What needs to be done
Every line below that has the word "LINKED" counts once; report how many lines that makes, with no other words.
==== Provided data
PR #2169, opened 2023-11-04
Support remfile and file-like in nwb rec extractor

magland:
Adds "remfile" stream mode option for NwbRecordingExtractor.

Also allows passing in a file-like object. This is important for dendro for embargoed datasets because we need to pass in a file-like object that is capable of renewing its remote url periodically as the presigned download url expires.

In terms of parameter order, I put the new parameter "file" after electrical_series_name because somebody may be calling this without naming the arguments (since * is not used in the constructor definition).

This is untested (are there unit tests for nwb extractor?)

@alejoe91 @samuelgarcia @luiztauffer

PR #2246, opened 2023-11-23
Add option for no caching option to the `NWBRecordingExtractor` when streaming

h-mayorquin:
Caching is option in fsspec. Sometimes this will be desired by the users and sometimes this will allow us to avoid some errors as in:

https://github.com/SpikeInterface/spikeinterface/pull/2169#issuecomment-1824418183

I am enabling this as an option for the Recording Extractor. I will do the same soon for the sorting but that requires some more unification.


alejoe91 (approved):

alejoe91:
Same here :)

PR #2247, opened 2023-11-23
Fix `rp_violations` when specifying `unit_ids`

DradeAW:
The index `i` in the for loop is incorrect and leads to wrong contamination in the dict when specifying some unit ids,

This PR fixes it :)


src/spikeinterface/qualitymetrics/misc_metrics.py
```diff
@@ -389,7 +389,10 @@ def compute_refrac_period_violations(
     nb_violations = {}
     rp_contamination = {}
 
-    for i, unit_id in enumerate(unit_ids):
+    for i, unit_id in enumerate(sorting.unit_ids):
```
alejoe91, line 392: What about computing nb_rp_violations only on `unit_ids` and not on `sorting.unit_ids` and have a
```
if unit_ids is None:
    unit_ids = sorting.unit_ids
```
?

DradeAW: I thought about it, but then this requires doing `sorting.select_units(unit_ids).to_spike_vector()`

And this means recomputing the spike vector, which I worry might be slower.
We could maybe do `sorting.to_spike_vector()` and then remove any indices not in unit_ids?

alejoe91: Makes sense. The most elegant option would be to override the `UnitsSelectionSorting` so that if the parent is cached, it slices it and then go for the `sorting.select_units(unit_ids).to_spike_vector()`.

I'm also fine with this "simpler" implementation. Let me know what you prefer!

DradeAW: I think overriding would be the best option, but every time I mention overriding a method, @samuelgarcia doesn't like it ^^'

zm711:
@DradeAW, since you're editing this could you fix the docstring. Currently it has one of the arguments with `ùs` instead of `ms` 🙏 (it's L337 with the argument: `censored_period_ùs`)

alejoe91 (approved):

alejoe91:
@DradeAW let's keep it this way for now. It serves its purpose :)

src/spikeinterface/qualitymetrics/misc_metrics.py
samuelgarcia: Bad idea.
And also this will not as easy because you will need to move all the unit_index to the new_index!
========
==== Provided data
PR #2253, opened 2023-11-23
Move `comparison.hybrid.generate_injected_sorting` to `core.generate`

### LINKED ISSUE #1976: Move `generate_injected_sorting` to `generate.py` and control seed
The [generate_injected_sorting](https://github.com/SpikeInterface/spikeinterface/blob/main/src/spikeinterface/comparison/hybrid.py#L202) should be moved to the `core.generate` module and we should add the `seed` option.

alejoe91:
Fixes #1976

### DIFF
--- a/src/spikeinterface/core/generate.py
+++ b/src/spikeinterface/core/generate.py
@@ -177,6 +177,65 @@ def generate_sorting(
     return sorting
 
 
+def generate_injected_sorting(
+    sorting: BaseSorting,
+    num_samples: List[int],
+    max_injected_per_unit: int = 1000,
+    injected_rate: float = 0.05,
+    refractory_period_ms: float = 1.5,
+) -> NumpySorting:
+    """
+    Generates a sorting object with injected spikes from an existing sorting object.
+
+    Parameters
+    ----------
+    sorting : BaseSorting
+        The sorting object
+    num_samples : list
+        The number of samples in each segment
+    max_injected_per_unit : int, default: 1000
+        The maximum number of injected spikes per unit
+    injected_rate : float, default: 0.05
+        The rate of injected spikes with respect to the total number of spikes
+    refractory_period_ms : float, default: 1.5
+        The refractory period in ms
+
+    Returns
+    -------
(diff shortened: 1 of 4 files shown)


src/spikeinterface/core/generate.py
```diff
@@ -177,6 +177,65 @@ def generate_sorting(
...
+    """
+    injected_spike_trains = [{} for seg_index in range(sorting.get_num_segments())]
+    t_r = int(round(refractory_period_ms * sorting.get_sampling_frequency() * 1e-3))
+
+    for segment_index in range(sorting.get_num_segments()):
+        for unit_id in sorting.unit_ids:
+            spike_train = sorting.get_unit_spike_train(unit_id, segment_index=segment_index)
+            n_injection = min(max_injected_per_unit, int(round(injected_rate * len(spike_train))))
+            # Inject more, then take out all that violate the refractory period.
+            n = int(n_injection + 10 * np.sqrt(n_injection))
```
========
==== Provided data
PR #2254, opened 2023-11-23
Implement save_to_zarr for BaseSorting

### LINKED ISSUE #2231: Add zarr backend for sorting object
========
Task solution
2